Longeveron, a Phase 2 biotech which develops cellular therapies for aging-related conditions, filed the first longevity biotech IPO of 2021 with the US Securities and Exchange Commission (SEC) earlier this month to raise up to $30 million in an initial public offering.
Longevity.Technology: Longeveron, which is based in Miami, is a clinical-stage biotech, which is developing cellular therapies with the aim of tackling specific aging-related, life-limiting and life-threatening conditions. Its lead investigational product is Lomecel-B; this is a cell-based therapy derived from culture-expanded medicinal signalling cells which have been sourced from the bone marrow of young, healthy, adult donors.
In addition, the company is currently sponsoring Phase I and II trials in Alzheimer’s disease, aging frailty, metabolic syndrome, Acute Respiratory Distress Syndrome (ARDS) and hypoplastic left heart syndrome.
In June the company announced a Phase II clinical trial to evaluate the safety and efficacy of Mesenchymal Stem Cells (LMSCs) for the treatment of aging frailty in Japanese patients.
The company has booked $6 million in revenue for the 12 months period to September 2020 and plans to list on the Nasdaq under the symbol LGVN.
Longeveron was founded in 2014 by Donald Soffer and Joshua Hare. Following a seed round in autumn 2017 which raised nearly $3m, Longeveron has received funding from several grants, including $3,8m from National Institutes of Health in October 2018 and $3m from the Alzheimer’s Association in July 2019.
The company has booked $6 million in revenue for the 12 months period to September 2020 and plans to list on the Nasdaq under the symbol LGVN. Longeveron filed confidentially in November of last year with Kingswood Capital Markets as the sole bookrunner on the deal. No pricing terms have yet been disclosed.

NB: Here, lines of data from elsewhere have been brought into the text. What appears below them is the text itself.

PR #340, opened 2026-06-25
HTML-882 Create tag to schedule appointment

chibongho:
Resurrected https://github.com/openmrs/openmrs-module-htmlformentry/pull/333, which adds the `<ScheduleAppointment>` tag, with additional changes:
- make it store `appointment uuid` as a obs upon submission
- make it display the appointment in VIEW and EDIT mode.
- add `specialities` attribute to filter options in the appointment services dropdown (similar to the `<appointmentServiceObs>` tag)
- make options in the appointment services dropdown sortable with `sortServicesBy` attribute (similar to the `<appointmentServiceObs>` tag)
- add `controlId` attribute

https://github.com/user-attachments/assets/0483943b-c6f8-4cf2-a343-13fbdbb5153c


api/src/main/java/org/openmrs/module/htmlformentry/element/ScheduleAppointmentElement.java
```diff
@@ -0,0 +1,681 @@
...
+		        .stream().map(String::toLowerCase).map(String::trim).collect(Collectors.toList());
+		List<Speciality> allSpecialities = Context.getService(SpecialityService.class).getAllSpecialities();
+		List<String> specialityFilterUuids = specialityFilterNames.stream()
+		        .map(s -> allSpecialities.stream()
+		                .filter(sp -> sp.getName().equalsIgnoreCase(s) || sp.getUuid().equalsIgnoreCase(s))
+		                .findFirst())
+		        .filter(Optional::isPresent)
+		        .map(Optional::get)
+		        .map(Speciality::getUuid)
+		        .collect(Collectors.toList());
```
mogoodrich: We should just confirm this works if there are no specialities set up (assuming we want to support that)

api/src/main/java/org/openmrs/module/htmlformentry/element/ScheduleAppointmentElement.java
```diff
@@ -0,0 +1,681 @@
...
+
+		// Build comparator from sortBy list (e.g. sortBy="specialityOrder,serviceName")
```
mogoodrich: Let's make sure we document in the wiki how this works, I'm not 100% following (but frankly partially that is because I'm not familiar with the appointment modelling and how services, types and specialities interact)

cioan (approved):
Looks good, @chibongho ! Thanks!

api/src/main/java/org/openmrs/module/htmlformentry/element/ScheduleAppointmentElement.java
```diff
@@ -0,0 +1,681 @@
...
+
+		if (context.getMode() != Mode.ENTER) {
+			// VIEW/EDIT: claim the UUID obs so HFE doesn't warn about an unmatched obs,
+			// then fetch the appointment for display in generateHtml().
+			if (appointmentUuidConceptMapping != null) {
+				Concept uuidConcept = HtmlFormEntryUtil.getConcept(appointmentUuidConceptMapping);
+				if (uuidConcept != null) {
+					Obs uuidObs = StringUtils.isNotBlank(tagControlId)
+					        ? context.getObsFromExistingObs(uuidConcept, tagControlId)
+					        : (context.removeExistingObs(uuidConcept).stream().findFirst().orElse(null));
```
mseaton: Does this remove / claim the obs in both cases?   Does it need to?  Does this need to handle the case where multiple uuid obs might be found?

api/src/main/java/org/openmrs/module/htmlformentry/element/ScheduleAppointmentElement.java
```diff
@@ -0,0 +1,681 @@
...
+
+	public ScheduleAppointmentElement(FormEntryContext context, Map<String, String> parameters) {
+		appointmentUuidConceptMapping = parameters.get("appointmentUuidConcept");
+		tagControlId = parameters.get("controlId");
+
+		if (context.getMode() != Mode.ENTER) {
+			// VIEW/EDIT: claim the UUID obs so HFE doesn't warn about an unmatched obs,
+			// then fetch the appointment for display in generateHtml().
+			if (appointmentUuidConceptMapping != null) {
+				Concept uuidConcept = HtmlFormEntryUtil.getConcept(appointmentUuidConceptMapping);
```
mseaton: Wouldn't it be an error case if the uuidConcept is not found or provided?

api/src/main/java/org/openmrs/module/htmlformentry/element/ScheduleAppointmentElement.java
```diff
@@ -0,0 +1,681 @@
...
+			}
+			return;
+		}
+
+		// ENTER mode: set up all widgets
+		optional = "true".equalsIgnoreCase(parameters.get("optional"));
+		id = parameters.get("id");
+		if (optional) {
+			scheduleChoiceWidget = new TextFieldWidget();
+			context.registerWidget(scheduleChoiceWidget);
```
mseaton: Not entirely sure what value there is in only registering this widget conditionally?  Shouldn't it always get registered, but only used conditionally?

api/src/main/java/org/openmrs/module/htmlformentry/element/ScheduleAppointmentElement.java
```diff
@@ -0,0 +1,681 @@
...
+		// --- Location ---
+		locationWidget = new DropdownWidget();
+		locationErrorWidget = new ErrorWidget();
+		locationWidget.addOption(new Option(Context.getMessageSourceService().getMessage(
+		    "htmlformentry.scheduleAppointment.chooseLocation"), "", false));
+		String locationTagName = parameters.getOrDefault("locationTag", DEFAULT_LOCATION_TAG);
+		LocationTag locationTag = Context.getLocationService().getLocationTagByName(locationTagName);
+		List<Location> locations = locationTag != null
+		        ? Context.getLocationService().getLocationsByTag(locationTag)
+		        : Context.getLocationService().getAllLocations(false);
```
mseaton: Presumably these already come back sorted by name?  If so, we want to do that here.

api/src/main/java/org/openmrs/module/htmlformentry/element/ScheduleAppointmentElement.java
```diff
@@ -0,0 +1,681 @@
...
+
+		if ("true".equalsIgnoreCase(parameters.get("restrictToCurrentVisitLocation"))
+		        && context.getVisit() != null) {
+			locations = HtmlFormEntryUtil.removeLocationsNotEqualToOrDescendentOf(locations,
+			    ((Visit) context.getVisit()).getLocation());
+		}
+
+		for (Location loc : locations) {
+			locationWidget.addOption(new Option(loc.getName(), loc.getUuid(), false));
```
mseaton: @mogoodrich - do we have any special handling elsewhere for location names that need to be run through the message source, or do we normally just return the location name here?

api/src/main/java/org/openmrs/module/htmlformentry/element/ScheduleAppointmentElement.java
```diff
@@ -0,0 +1,681 @@
...
+		typeErrorWidget = new ErrorWidget();
+		if (allowedTypes.size() > 1) {
+			typeWidget.addOption(new Option(Context.getMessageSourceService().getMessage(
+			    "htmlformentry.scheduleAppointment.chooseType"), "", false));
+		}
+		for (AppointmentKind kind : allowedTypes) {
+			typeWidget.addOption(new Option(kind.getValue(), kind.name(), false));
+		}
+		if (allowedTypes.size() == 1) {
+			typeWidget.setInitialValue(allowedTypes.get(0).name());
```
mseaton: If there is only one, presumably we don't need a dropdown, but just use a hidden widget maybe?

api/src/main/java/org/openmrs/module/htmlformentry/element/ScheduleAppointmentElement.java
```diff
@@ -0,0 +1,681 @@
...
+		timeErrorWidget = new ErrorWidget();
+		context.registerErrorWidget(startDateTimeWidget, startDateTimeErrorWidget);
+		context.registerWidget(timeErrorWidget);
+
+		// --- All-day toggle (hidden field; value set by JS radio buttons) ---
+		allDayWidget = new TextFieldWidget();
+		context.registerWidget(allDayWidget);
+
+		// --- Duration ---
+		durationWidget = new TextFieldWidget();
```
mseaton: Is there anything to make this a numeric?

api/src/main/java/org/openmrs/module/htmlformentry/element/ScheduleAppointmentElement.java
```diff
@@ -0,0 +1,681 @@
...
+		// Note
+		sb.append(fieldRow("schedule-appointment-note",
+		    msg("htmlformentry.scheduleAppointment.note"),
+		    noteWidget.generateHtml(context)));
+
+		if (optional) {
+			sb.append("</div>");
+		}
+
+		sb.append("</div>");
```
mseaton, line 392: Didn't really review all this html concatenation - will need to come out in testing.  I would just ask that you look critically at the html output, make sure it looks good and things are aligned and spaced well, and that things are customizable via CSS as needed

api/src/main/java/org/openmrs/module/htmlformentry/element/ScheduleAppointmentElement.java
```diff
@@ -0,0 +1,681 @@
...
+
+		return sb.toString();
+	}
+
+	private String generateViewEditHtml() {
+		if (existingAppointment == null) {
+			if (appointmentUuidConceptMapping == null) {
```
mseaton: What does this mean?  Isn't this an error state?

api/src/main/java/org/openmrs/module/htmlformentry/element/ScheduleAppointmentElement.java
```diff
@@ -0,0 +1,681 @@
...
+			cal.setTime(start);
+			String timeStr = String.format("%02d:%02d",
+			    cal.get(Calendar.HOUR_OF_DAY), cal.get(Calendar.MINUTE));
+			sb.append(viewRow(msg("htmlformentry.scheduleAppointment.appointmentTime"), timeStr));
+		}
+
+		// Location
+		if (existingAppointment.getLocation() != null) {
+			sb.append(viewRow(msg("htmlformentry.scheduleAppointment.location"),
+			    existingAppointment.getLocation().getName()));
```
mseaton: Same question here about location name @mogoodrich

api/src/main/java/org/openmrs/module/htmlformentry/element/ScheduleAppointmentElement.java
```diff
@@ -0,0 +1,681 @@
...
+			    existingAppointment.getComments()));
+		}
+
+		// Status
+		if (existingAppointment.getStatus() != null) {
+			sb.append(viewRow(msg("htmlformentry.scheduleAppointment.status"),
+			    existingAppointment.getStatus().name()));
+		}
+
+		sb.append("</div>");
```
mseaton, line 460: Same comments here as I made for edit mode - please make this look as good  - concise and well spaced and aligned by default, and configurable via css/js by ensuring everything has appropriate classes and ids where needed.

api/src/main/java/org/openmrs/module/htmlformentry/element/ScheduleAppointmentElement.java
```diff
@@ -0,0 +1,681 @@
...
+		}
+
+		if (optional && !"yes".equals(scheduleChoiceWidget.getValue(context, submission))) {
+			return Collections.emptyList();
+		}
+
+		List<FormSubmissionError> errors = new ArrayList<>();
+
+		String locationUuid = (String) locationWidget.getValue(context, submission);
+		if (locationUuid == null || locationUuid.isEmpty()) {
```
mseaton: Use StringUtils.isBlank (and same for the below checks)

api/src/main/java/org/openmrs/module/htmlformentry/element/ScheduleAppointmentElement.java
```diff
@@ -0,0 +1,681 @@
...
+
+		FormEntryContext context = session.getContext();
+
+		if (optional && !"yes".equals(scheduleChoiceWidget.getValue(context, submission))) {
+			return;
+		}
+
+		String locationUuid = (String) locationWidget.getValue(context, submission);
+		String serviceUuid = (String) serviceWidget.getValue(context, submission);
+		String typeValue = typeWidget.getOptions().size() == 1
```
mseaton: If this had been made a hidden element as I mentioned earlier if the size == 1, you could just get the value here in either case

api/src/main/java/org/openmrs/module/htmlformentry/element/ScheduleAppointmentElement.java
```diff
@@ -0,0 +1,681 @@
...
+		        ? typeWidget.getOptions().get(0).getValue()
+		        : (String) typeWidget.getValue(context, submission);
+		Date date = (Date) startDateTimeWidget.getDateWidget().getValue(context, submission);
+		String allDayValue = (String) allDayWidget.getValue(context, submission);
+		boolean isAllDay = "allday".equals(allDayValue);
+		Provider selectedProvider = (Provider) providerWidget.getValue(context, submission);
+		String note = (String) noteWidget.getValue(context, submission);
+
+		AppointmentServiceDefinition service = services.stream()
+		        .filter(s -> s.getUuid().equals(serviceUuid))
```
mseaton: Is there really no API method to get an appointment service definition by uuid?

api/src/main/java/org/openmrs/module/htmlformentry/element/ScheduleAppointmentElement.java
```diff
@@ -0,0 +1,681 @@
...
+					// ignore invalid input
+				}
+			}
+			if (durationMins == null && service != null) {
+				durationMins = service.getDurationMins();
+			}
+			endDateTime = durationMins != null
+			        ? new Date(startDateTime.getTime() + (long) durationMins * 60 * 1000)
+			        : null;
+		}
```
mseaton, line 600: Didn't really review the above date/time stuff, will need testing

api/src/main/java/org/openmrs/module/htmlformentry/element/ScheduleAppointmentElement.java
```diff
@@ -0,0 +1,681 @@
...
+
+		Appointment appointment = new Appointment();
+		appointment.setPatient(session.getPatient());
+		appointment.setLocation(Context.getLocationService().getLocationByUuid(locationUuid));
+		appointment.setService(service);
+		if (typeValue == null || typeValue.isEmpty()) {
+			return;
```
mseaton: What is this all about???  This seems very wrong.

api/src/main/java/org/openmrs/module/htmlformentry/element/ScheduleAppointmentElement.java
mogoodrich: It needs to be run through the message source, it looks like there is an HtmlFormEntryUtil.format() to do this. (See EncounterDetailsSubmissionElement)

api/src/main/java/org/openmrs/module/htmlformentry/element/ScheduleAppointmentElement.java
mogoodrich: See EncounterDetailsSubmissionElement to see how we sort there.

api/src/main/java/org/openmrs/module/htmlformentry/element/ScheduleAppointmentElement.java
mogoodrich: Should be formatted, see above.

api/src/main/java/org/openmrs/module/htmlformentry/element/ScheduleAppointmentElement.java
mogoodrich: The tagControlId should handle this--or rather the implementer should be expected to use controlId if they have multiple appointment tags on one form.

That being said, I didn't double-check that this matches the same pattern as in ObsSubmssionElement, we should confirm that--not sure if the stream stuff is correct. (I think see the "setExistingObs" method in ObsSubmissionElemet)

mogoodrich (changes requested):

api/src/main/java/org/openmrs/module/htmlformentry/element/ScheduleAppointmentElement.java
chibongho: Yeah... I'll make it check for that and throw `BadFormDesignException` regardless of `Mode`.

api/src/main/java/org/openmrs/module/htmlformentry/element/ScheduleAppointmentElement.java
chibongho: `<ObsSubmssionElement>` calls `context.removeExistingObs(uuidConcept, (Concept) null)`, which does the same thing, but is more readable. I'll change it to that.

api/src/main/java/org/openmrs/module/htmlformentry/element/ScheduleAppointmentElement.java
chibongho: I'll add a sort with `OptionComparator`

api/src/main/java/org/openmrs/module/htmlformentry/element/ScheduleAppointmentElement.java
chibongho: The `   .filter(svc -> specialityFilterUuids.isEmpty() || ...` further down should make it so that if speciaiities is an empty list, we let the service show.

That said, I didn't check it against the case when the specialities is something invalid / mispelled. If we do `<scheduleAppointment specialities="invalid" />", it will show all services. I'll raise an exception when that happens.

api/src/main/java/org/openmrs/module/htmlformentry/element/ScheduleAppointmentElement.java
chibongho: It allows sorting of services based on the order in which we list the specialities. So if we do `<SchedulAppointment specialities="maternal,other" orderServicesBy="specialityOrder" />`, then it lists the maternal services first, before the "other" services.

api/src/main/java/org/openmrs/module/htmlformentry/element/ScheduleAppointmentElement.java
chibongho: I'll swithc it to use NumberFieldWidget.

api/src/main/java/org/openmrs/module/htmlformentry/element/ScheduleAppointmentElement.java
chibongho: I'll move the check into the constructor

api/src/main/java/org/openmrs/module/htmlformentry/element/ScheduleAppointmentElement.java
chibongho: There is, I'll change it.

api/src/main/java/org/openmrs/module/htmlformentry/element/ScheduleAppointmentElement.java
chibongho: I added classes to the HTML tags and also separated the inline styling into CSS styles.

chibongho:
I think this is ready for review again. I updated the tag's documentation here:

https://openmrs.atlassian.net/wiki/spaces/docs/pages/25476979/HTML+Form+Entry+Module+Reference#%3CscheduleAppointment%3E

api/src/main/java/org/openmrs/module/htmlformentry/element/ScheduleAppointmentElement.java
```diff
@@ -0,0 +1,685 @@
...
+			if (uuidObs != null && uuidObs.getValueText() != null) {
+				try {
+					existingAppointment = Context.getService(AppointmentsService.class)
+					        .getAppointmentByUuid(uuidObs.getValueText());
+				}
+				catch (Exception e) {
+					// appointments module unavailable
+				}
+			}
+			return;
```
mseaton: Not a huge fan of return statements in the middle of a method.

api/src/main/java/org/openmrs/module/htmlformentry/element/ScheduleAppointmentElement.java
mseaton: Did this get addressed @chibongho ?

api/src/main/java/org/openmrs/module/htmlformentry/element/ScheduleAppointmentElement.java
```diff
@@ -0,0 +1,685 @@
...
+		sb.append("<style>");
+		sb.append(".schedule-appointment p{margin:0.3em 0;}");
+		sb.append(".schedule-appointment p>label{display:block;margin-bottom:0.2em;}");
+		sb.append(".schedule-appointment .field-widget{display:flex;align-items:center;gap:0.25em;flex-wrap:wrap;}");
+		sb.append(".schedule-appointment-choice label{display:inline-flex;align-items:center;gap:0.3em;cursor:pointer;margin-right:1em;}");
+		sb.append(".schedule-appointment-timing-options{display:flex;gap:1.5em;align-items:center;}");
+		sb.append(".schedule-appointment-timing-option{display:inline-flex;align-items:center;gap:0.3em;cursor:pointer;}");
+		sb.append(".schedule-appointment-date-time-widget{display:inline-flex;align-items:center;gap:0.5em;flex-wrap:wrap;}");
+		sb.append(".schedule-appt-time{display:inline-flex;align-items:center;gap:0.25em;}");
+		sb.append("</style>");
```
mseaton, line 295: This could be fine, but I worry a bit whether this will be easy or difficult to override if it is styled in the page vs in an included css file.

api/src/main/java/org/openmrs/module/htmlformentry/element/ScheduleAppointmentElement.java
```diff
@@ -0,0 +1,685 @@
...
+				// non-numeric input — falls through to error
+			}
+			if (durNum == null || durNum.intValue() < 1) {
+				errors.add(new FormSubmissionError(context.getFieldName(durationErrorWidget),
+				        msg("htmlformentry.scheduleAppointment.error.durationRequired")));
+			}
+		}
+
+		Provider provider = (Provider) providerWidget.getValue(context, submission);
+		if (provider == null) {
```
mseaton, line 527: Is provider always a required field when creating an appointment?

api/src/main/java/org/openmrs/module/htmlformentry/element/ScheduleAppointmentElement.java
```diff
@@ -0,0 +1,685 @@
...
+
+		// Build end datetime
+		Date endDateTime;
+		if (isAllDay) {
+			Calendar endCal = Calendar.getInstance();
+			endCal.setTime(date);
+			endCal.set(Calendar.HOUR_OF_DAY, 23);
+			endCal.set(Calendar.MINUTE, 59);
+			endCal.set(Calendar.SECOND, 59);
+			endCal.set(Calendar.MILLISECOND, 999);
```
mseaton: I don't think setting millisecond is generally what we do.  There is also a utility method you can use for this I believe - `OpenmrsUtil.lastSecondOfDate`

api/src/main/java/org/openmrs/module/htmlformentry/element/ScheduleAppointmentElement.java
```diff
@@ -0,0 +1,685 @@
...
+		Appointment appointment = new Appointment();
+		appointment.setPatient(session.getPatient());
+		appointment.setLocation(Context.getLocationService().getLocationByUuid(locationUuid));
+		appointment.setService(service);
+		appointment.setAppointmentKind(AppointmentKind.valueOf(typeValue));
+		appointment.setStartDateTime(startDateTime);
+		appointment.setEndDateTime(endDateTime);
+		appointment.setComments(note);
+
+		if (selectedProvider != null) {
```
mseaton: Per my comment above, in the validation Provider is required.  Probably need to loosen that there?

api/src/main/java/org/openmrs/module/htmlformentry/element/ScheduleAppointmentElement.java
```diff
@@ -0,0 +1,685 @@
...
+			appointmentProvider.setAppointment(appointment);
+			Set<AppointmentProvider> providers = new HashSet<>();
+			providers.add(appointmentProvider);
+			appointment.setProviders(providers);
+		}
+
+		session.getSubmissionActions().addAppointmentToCreate(appointment);
+
+		// Save the appointment UUID as a single obs so VIEW/EDIT mode can retrieve it
+		if (appointmentUuidConceptMapping != null) {
```
mseaton: Don't you already do all of this in the Constructor?  By the time you get here, you should be able to already have validated that this exists and should be able to keep it around as a variable, right?

api/src/main/java/org/openmrs/module/htmlformentry/element/ScheduleAppointmentElement.java
```diff
@@ -0,0 +1,685 @@
...
+		}
+		if (end == null) {
+			return true;
+		}
+		cal.setTime(end);
+		return cal.get(Calendar.HOUR_OF_DAY) == 23 && cal.get(Calendar.MINUTE) == 59;
+	}
+
+	private String msg(String key) {
+		return Context.getMessageSourceService().getMessage(key);
```
mseaton: FYI - there is already an `HtmlFormEntryUtil.translate(String)` method.

api/src/main/resources/messages.properties
```diff
@@ -189,3 +189,31 @@ htmlformentry.conditionui.inactive.label=Inactive
...
+htmlformentry.scheduleAppointment.doSchedule=Schedule appointment
+htmlformentry.scheduleAppointment.skip=Skip for now
+htmlformentry.scheduleAppointment.viewModeMessage=To view or manage appointments for this patient, use the Appointments app.
+htmlformentry.scheduleAppointment.error.locationRequired=Location is required
+htmlformentry.scheduleAppointment.error.serviceRequired=Service is required
+htmlformentry.scheduleAppointment.error.typeRequired=Appointment type is required
+htmlformentry.scheduleAppointment.error.dateRequired=Appointment date is required
+htmlformentry.scheduleAppointment.error.timeRequired=Appointment time is required
+htmlformentry.scheduleAppointment.error.durationRequired=Duration is required
+htmlformentry.scheduleAppointment.error.providerRequired=Provider is required
```
mseaton, line 219: I would expect translations for this in French and Spanish at minimum, possibly `ht` as well.

mseaton (approved):
Approving, as I think it generally looks good, though there are a few comments I have made and changes I think you should apply before you merge, but once you do so I'm happy for this to move forward and into the testing phase.

api/src/main/java/org/openmrs/module/htmlformentry/element/ScheduleAppointmentElement.java
```diff
@@ -0,0 +1,685 @@
...
+			comparator = comparator == null ? next : comparator.thenComparing(next);
+		}
+
+		services = Context.getService(AppointmentServiceDefinitionService.class).getAllAppointmentServices(false);
+		final Comparator<AppointmentServiceDefinition> finalComparator = comparator;
+		services = services.stream()
+		        .filter(svc -> specialityFilterUuids.isEmpty()
+		                || (svc.getSpeciality() != null && specialityFilterUuids.contains(svc.getSpeciality().getUuid())))
+		        .sorted(finalComparator)
+		        .collect(Collectors.toList());
```
dkayiwa: Nothing in the test suite exercises the speciality features this PR adds. The test dataset has one speciality and one service, and every test either omits `specialities`/`sortServicesBy` or takes the default path, so the speciality filter, the `specialityOrder` comparator, and the unknown-speciality `BadFormDesignException` on line 189 only ever run in production. That's the most intricate logic in the tag and it's the kind that regresses quietly, so it's worth adding regression coverage: a `specialities` value that narrows the service list, `sortServicesBy="specialityOrder"` ordering, and the unknown-speciality error path. Non-blocking.

api/src/main/java/org/openmrs/module/htmlformentry/element/ScheduleAppointmentElement.java
```diff
@@ -0,0 +1,685 @@
...
+
+	private ErrorWidget providerErrorWidget;
+
+	// Config params
+	private String appointmentUuidConceptMapping;
+
+	private String tagControlId;
+
+	// stored for duration lookup at submission time
+	private List<AppointmentServiceDefinition> services = new ArrayList<>();
```
dkayiwa: This field is only read inside the constructor (to build the service dropdown). `handleSubmission` re-fetches the service through `getAppointmentServiceByUuid` and uses that for the duration lookup, so the "stored for duration lookup at submission time" comment no longer holds and the field can just be a local variable in the constructor. Tiny cleanup, not important.

api/src/main/java/org/openmrs/module/htmlformentry/element/ScheduleAppointmentElement.java
chibongho: Yeah, I added a hidden input when the size is 1. I can remove this `if`.

api/src/main/java/org/openmrs/module/htmlformentry/element/ScheduleAppointmentElement.java
chibongho: The appointments module technically allows for NULL provider, but I'm following the O3 appointment app's behavior to require it.

api/src/main/java/org/openmrs/module/htmlformentry/element/ScheduleAppointmentElement.java
chibongho: yeah, I can get rid of the if check here.

api/src/main/java/org/openmrs/module/htmlformentry/element/ScheduleAppointmentElement.java
chibongho: yes, I can get rid of the if check here too

chibongho:
> Did this get addressed @chibongho ?

yeah, I made it a hidden input if there is only one type. I can get rid of that if check.

api/src/main/resources/messages.properties
mogoodrich: @chibongho @mseaton I believe we are still doing translations via Transifex for HTML Form Entry (do you remember, @dkayiwa?).

For that pattern, you would just add the English translations here, and then perform all the localization in Transifex--but that would be a big pain for this commit.  Let's see what happens when we merge, it's possible that Transifex will blow away all the translations you  added and we will have to force push them up.

(So no changes required now, but we will need to monitor after the merge)

mogoodrich (approved):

Mesenchymal Stem Cells research has other interests in the space; Mesoblast announced an exclusive worldwide licence and collaboration with Novartis for the development, manufacture and commercialisation of their MSC product remestemcel-L, with an initial focus on COVID-19 and ARDS.
In addition, Cellular Biomedicine Group, Inc, is developing allogeneic human adipose-derived MSC therapy, with phase II clinical trials in osteoarthritis underway and plans for a phase II trial for knee osteoarthritis, and Athersys, Inc‘s MultiStem clinical product is in phase III for ischemic stroke, and is, the company claims, the only investigational cell therapy for the treatment of ARDS that has been granted both Fast Track and RMAT designation by the FDA.